____ RECORDED INFORMATION

PR #50, opened 2015-05-08
Add Vector instances

ceedubs:
Note that the monoid for vector is not optimized.  If someone wants to suggest
any optimizations I'm happy to follow them, but mostly I just wanted to get
these instances out there.

### DIFF
--- a/std/src/main/scala/algebra/std/vector.scala
+++ b/std/src/main/scala/algebra/std/vector.scala
@@ -1,0 +1,41 @@
+package algebra
+package std
+
+import scala.annotation.tailrec
+
+package object vector extends VectorInstances
+
+trait VectorInstances {
+  implicit def vectorOrder[A: Order]: Order[Vector[A]] = new VectorOrder[A]
+  implicit def vectorMonoid[A]: Monoid[Vector[A]] = new VectorMonoid[A]
+}
+
+final class VectorOrder[A](implicit ev: Order[A]) extends Order[Vector[A]] {
+  def compare(x: Vector[A], y: Vector[A]): Int = {
+    val lengthX = x.length
+    val lengthY = y.length
+
+    @tailrec
+    def cmp(index: Int): Int = {
+      if (index == lengthX) {
+        lengthX - lengthY
+      } else if (index == lengthY) {
+        1
+      } else {
+        val n = ev.compare(x(index), y(index))
+        if (n == 0) cmp(index + 1) else n
+      }
+    }
+
+    cmp(0)
+  }
+}
+
+class VectorMonoid[A] extends Monoid[Vector[A]] {
+  def empty: Vector[A] = Vector.empty[A]
+
+  // This is really slow in 2.10: SI-7725.
+  // Unless we go all out with optimization, our implementation would probably
+  // be slower in 2.11. Do we want to optimize this?
+  def combine(x: Vector[A], y: Vector[A]): Vector[A] = x ++ y
+}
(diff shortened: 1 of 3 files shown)


std/src/main/scala/algebra/std/vector.scala
```diff
@@ -0,0 +1,41 @@
...
+import scala.annotation.tailrec
+
+package object vector extends VectorInstances
+
+trait VectorInstances {
+  implicit def vectorOrder[A: Order]: Order[Vector[A]] = new VectorOrder[A]
+  implicit def vectorMonoid[A]: Monoid[Vector[A]] = new VectorMonoid[A]
+}
+
+final class VectorOrder[A](implicit ev: Order[A]) extends Order[Vector[A]] {
```
johnynek: can you add a comment as to what the ordering is doing here? There are at least two obvious ones. Looks like this one is lexicographic order.

std/src/main/scala/algebra/std/vector.scala
```diff
@@ -0,0 +1,41 @@
...
+        val n = ev.compare(x(index), y(index))
+        if (n == 0) cmp(index + 1) else n
+      }
+    }
+
+    cmp(0)
+  }
+}
+
+class VectorMonoid[A] extends Monoid[Vector[A]] {
```
johnynek: can we comment here as to what the monoid is and name it something like, VectorFreeMonoid or VectorConcatMonoid?

std/src/main/scala/algebra/std/vector.scala
```diff
@@ -0,0 +1,41 @@
...
+  def empty: Vector[A] = Vector.empty[A]
+
+  // This is really slow in 2.10: SI-7725.
+  // Unless we go all out with optimization, our implementation would probably
+  // be slower in 2.11. Do we want to optimize this?
```
johnynek: by implementing combineAll and combineAllOption you can mitigate this for the case of combining many things (using a Vector.newBuilder). All free-like Monoids will have this issue of O(N^2) cost to combine N items.

std/src/main/scala/algebra/std/vector.scala
non: Agreed. Also it would be a good idea to figure out if we want to endorse this as the *the* `Monoid[Vector[A]]` instance (since it is parametric) or merely as an alternative to `Monoid[A] => Monoid[Vector[A]]` (since that is what folks treating vectors as vectors probably want).

johnynek: Yes, I overlooked that import vector._ would give you this one. In algebird we made `Monoid[List[T]] ` the free monoid here, but we used `Monoid[T] => Monoid[Vector[T]]` to do pointwise addition (with padding of zeros to the longer vector, but what we really want is the length as a type parameter and only add vectors of the same length, but we didn't geek out with type-level Nats).

std/src/main/scala/algebra/std/vector.scala
ceedubs: Sure. I used lexicographic order because I saw that's what the Order[List[A]] implementation was doing. Comparing vector length first would certainly be more efficient. I don't really see myself ever using either, so if others have opinions on what this should be doing, I'm happy to follow them.

This also makes me realize that if we take this approach, I should override `eqv` to first check that the lengths are equal.

ceedubs:
I've neglected this for a long time, and I think that it probably doesn't provide the most useful `Vector` instances for the sorts of things that a lot of algebra users will want to use vectors for. I'm going to go ahead and close this out so it's not hanging around the pull request list giving false impressions of being active. Anyone who wants to work on this can of course take any of the code from this that may be helpful.

PR #51, opened 2015-05-11
Fix Eq derivative method

pjan:
Believe a small typo crept in...


ceedubs:
Yikes. Good catch! :+1:

It would probably be good to have a unit test that calling `on` with the identity function results in an `Eq` instance that produces the same result for `eqv(x, y)`. That should be fairly simple to write and should have caught this bug. (On this note, the Cats contravariant functor tests probably also should have caught this - we should see if we can make that happen.)

non:
:+1:

PR #54, opened 2015-05-13
use simlacrum everywhere possible

pjan:


johnynek:
I'm a bit on the fence on this one. The win is positive, but not overwhelming (200 lines added 300 removed), I'm not sure about the future of macro-annotations (but maybe that is clear), and lastly, it adds a learning curve to contributing (for instance, I had to read the source of simlacrum to see what noop did as it is not mentioned on the front page and there is no wiki).

non:
@johnynek OK. I think the documentation will probably improve, but I am happy to close this for now and re-open the conversation once that happens.

non:
@pjan Thanks for doing this, but I think we will be deferring this issue for now. Is it OK if I close this PR?

pjan:
@johnynek it's unfortunate that simulacrum has not yet managed to create the documentation, which would lower its barrier for usage/learning curve (which is not really high). I very much appreciate the code clarity and consistent behaviour it brings (taking away the need to create typeclass boilerplate stuff), yet de gustibus... .

@non PR was only made to take some work of your shoulders. No offence taken if it is not being merged. Will likely put up a small one with some tiny code improvements I came across when making this one.

non:
Thanks! I agree that in the long run I think something like Simulacrum is the right thing. But Oscar is also right that there isn't enough documentation right now.

antonkulaga:
The main problem with simulacrum is that Intellij cannot regognize the code generated by it, I opened an issue about that ( https://youtrack.jetbrains.com/issue/SCL-8800 ) but I doubt that it will be fixed soon.

denisrosset:
What about the speed? Does the code generated by simulacrum inline the method calls, as machinist does in spire?

Second, what are the binary compatibility guarantees of simulacrum?

sritchie:
Shall we close this for now and pick it back up down the road?

larsrh:
Closing for being outdated.

PR #60, opened 2015-06-09
OrderLaws s/eq/eqv

adelbertc:


non:
This looks good. Thanks!

The background here is that it is very difficult to call a method named `eq`.

:+1:

non:
Since we discussed using N=1 as our new PR review policy, I am merging this now.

________

Write out all records exactly, keeping every detail.

PR #50, opened 2015-05-08
Add Vector instances

ceedubs:
Note that the monoid for vector is not optimized.  If someone wants to suggest
any optimizations I'm happy to follow them, but mostly I just wanted to get
these instances out there.

### DIFF
--- a/std/src/main/scala/algebra/std/vector.scala
+++ b/std/src/main/scala/algebra/std/vector.scala
@@ -1,0 +1,41 @@
+package algebra
+package std
+
+import scala.annotation.tailrec
+
+package object vector extends VectorInstances
+
+trait VectorInstances {
+  implicit def vectorOrder[A: Order]: Order[Vector[A]] = new VectorOrder[A]
+  implicit def vectorMonoid[A]: Monoid[Vector[A]] = new VectorMonoid[A]
+}
+
+final class VectorOrder[A](implicit ev: Order[A]) extends Order[Vector[A]] {
+  def compare(x: Vector[A], y: Vector[A]): Int = {
+    val lengthX = x.length
+    val lengthY = y.length
+
+    @tailrec
+    def cmp(index: Int): Int = {
+      if (index == lengthX) {
+        lengthX - lengthY
+      } else if (index == lengthY) {
+        1
+      } else {
+        val n = ev.compare(x(index), y(index))
+        if (n == 0) cmp(index + 1) else n
+      }
+    }
+
+    cmp(0)
+  }
+}
+
+class VectorMonoid[A] extends Monoid[Vector[A]] {
+  def empty: Vector[A] = Vector.empty[A]
+
+  // This is really slow in 2.10: SI-7725.
+  // Unless we go all out with optimization, our implementation would probably
+  // be slower in 2.11. Do we want to optimize this?
+  def combine(x: Vector[A], y: Vector[A]): Vector[A] = x ++ y
+}
(diff shortened: 1 of 3 files shown)


std/src/main/scala/algebra/std/vector.scala
```diff
@@ -0,0 +1,41 @@
...
+import scala.annotation.tailrec
+
+package object vector extends VectorInstances
+
+trait VectorInstances {
+  implicit def vectorOrder[A: Order]: Order[Vector[A]] = new VectorOrder[A]
+  implicit def vectorMonoid[A]: Monoid[Vector[A]] = new VectorMonoid[A]
+}
+
+final class VectorOrder[A](implicit ev: Order[A]) extends Order[Vector[A]] {
```
johnynek: can you add a comment as to what the ordering is doing here? There are at least two obvious ones. Looks like this one is lexicographic order.

std/src/main/scala/algebra/std/vector.scala
```diff
@@ -0,0 +1,41 @@
...
+        val n = ev.compare(x(index), y(index))
+        if (n == 0) cmp(index + 1) else n
+      }
+    }
+
+    cmp(0)
+  }
+}
+
+class VectorMonoid[A] extends Monoid[Vector[A]] {
```
johnynek: can we comment here as to what the monoid is and name it something like, VectorFreeMonoid or VectorConcatMonoid?

std/src/main/scala/algebra/std/vector.scala
```diff
@@ -0,0 +1,41 @@
...
+  def empty: Vector[A] = Vector.empty[A]
+
+  // This is really slow in 2.10: SI-7725.
+  // Unless we go all out with optimization, our implementation would probably
+  // be slower in 2.11. Do we want to optimize this?
```
johnynek: by implementing combineAll and combineAllOption you can mitigate this for the case of combining many things (using a Vector.newBuilder). All free-like Monoids will have this issue of O(N^2) cost to combine N items.

std/src/main/scala/algebra/std/vector.scala
non: Agreed. Also it would be a good idea to figure out if we want to endorse this as the *the* `Monoid[Vector[A]]` instance (since it is parametric) or merely as an alternative to `Monoid[A] => Monoid[Vector[A]]` (since that is what folks treating vectors as vectors probably want).

johnynek: Yes, I overlooked that import vector._ would give you this one. In algebird we made `Monoid[List[T]] ` the free monoid here, but we used `Monoid[T] => Monoid[Vector[T]]` to do pointwise addition (with padding of zeros to the longer vector, but what we really want is the length as a type parameter and only add vectors of the same length, but we didn't geek out with type-level Nats).

std/src/main/scala/algebra/std/vector.scala
ceedubs: Sure. I used lexicographic order because I saw that's what the Order[List[A]] implementation was doing. Comparing vector length first would certainly be more efficient. I don't really see myself ever using either, so if others have opinions on what this should be doing, I'm happy to follow them.

This also makes me realize that if we take this approach, I should override `eqv` to first check that the lengths are equal.

ceedubs:
I've neglected this for a long time, and I think that it probably doesn't provide the most useful `Vector` instances for the sorts of things that a lot of algebra users will want to use vectors for. I'm going to go ahead and close this out so it's not hanging around the pull request list giving false impressions of being active. Anyone who wants to work on this can of course take any of the code from this that may be helpful.

PR #51, opened 2015-05-11
Fix Eq derivative method

pjan:
Believe a small typo crept in...


ceedubs:
Yikes. Good catch! :+1:

It would probably be good to have a unit test that calling `on` with the identity function results in an `Eq` instance that produces the same result for `eqv(x, y)`. That should be fairly simple to write and should have caught this bug. (On this note, the Cats contravariant functor tests probably also should have caught this - we should see if we can make that happen.)

non:
:+1:

PR #54, opened 2015-05-13
use simlacrum everywhere possible

pjan:


johnynek:
I'm a bit on the fence on this one. The win is positive, but not overwhelming (200 lines added 300 removed), I'm not sure about the future of macro-annotations (but maybe that is clear), and lastly, it adds a learning curve to contributing (for instance, I had to read the source of simlacrum to see what noop did as it is not mentioned on the front page and there is no wiki).

non:
@johnynek OK. I think the documentation will probably improve, but I am happy to close this for now and re-open the conversation once that happens.

non:
@pjan Thanks for doing this, but I think we will be deferring this issue for now. Is it OK if I close this PR?

pjan:
@johnynek it's unfortunate that simulacrum has not yet managed to create the documentation, which would lower its barrier for usage/learning curve (which is not really high). I very much appreciate the code clarity and consistent behaviour it brings (taking away the need to create typeclass boilerplate stuff), yet de gustibus... .

@non PR was only made to take some work of your shoulders. No offence taken if it is not being merged. Will likely put up a small one with some tiny code improvements I came across when making this one.

non:
Thanks! I agree that in the long run I think something like Simulacrum is the right thing. But Oscar is also right that there isn't enough documentation right now.

antonkulaga:
The main problem with simulacrum is that Intellij cannot regognize the code generated by it, I opened an issue about that ( https://youtrack.jetbrains.com/issue/SCL-8800 ) but I doubt that it will be fixed soon.

denisrosset:
What about the speed? Does the code generated by simulacrum inline the method calls, as machinist does in spire?

Second, what are the binary compatibility guarantees of simulacrum?

sritchie:
Shall we close this for now and pick it back up down the road?

larsrh:
Closing for being outdated.

PR #60, opened 2015-06-09
OrderLaws s/eq/eqv

adelbertc:


non:
This looks good. Thanks!

The background here is that it is very difficult to call a method named `eq`.

:+1:

non:
Since we discussed using N=1 as our new PR review policy, I am merging this now.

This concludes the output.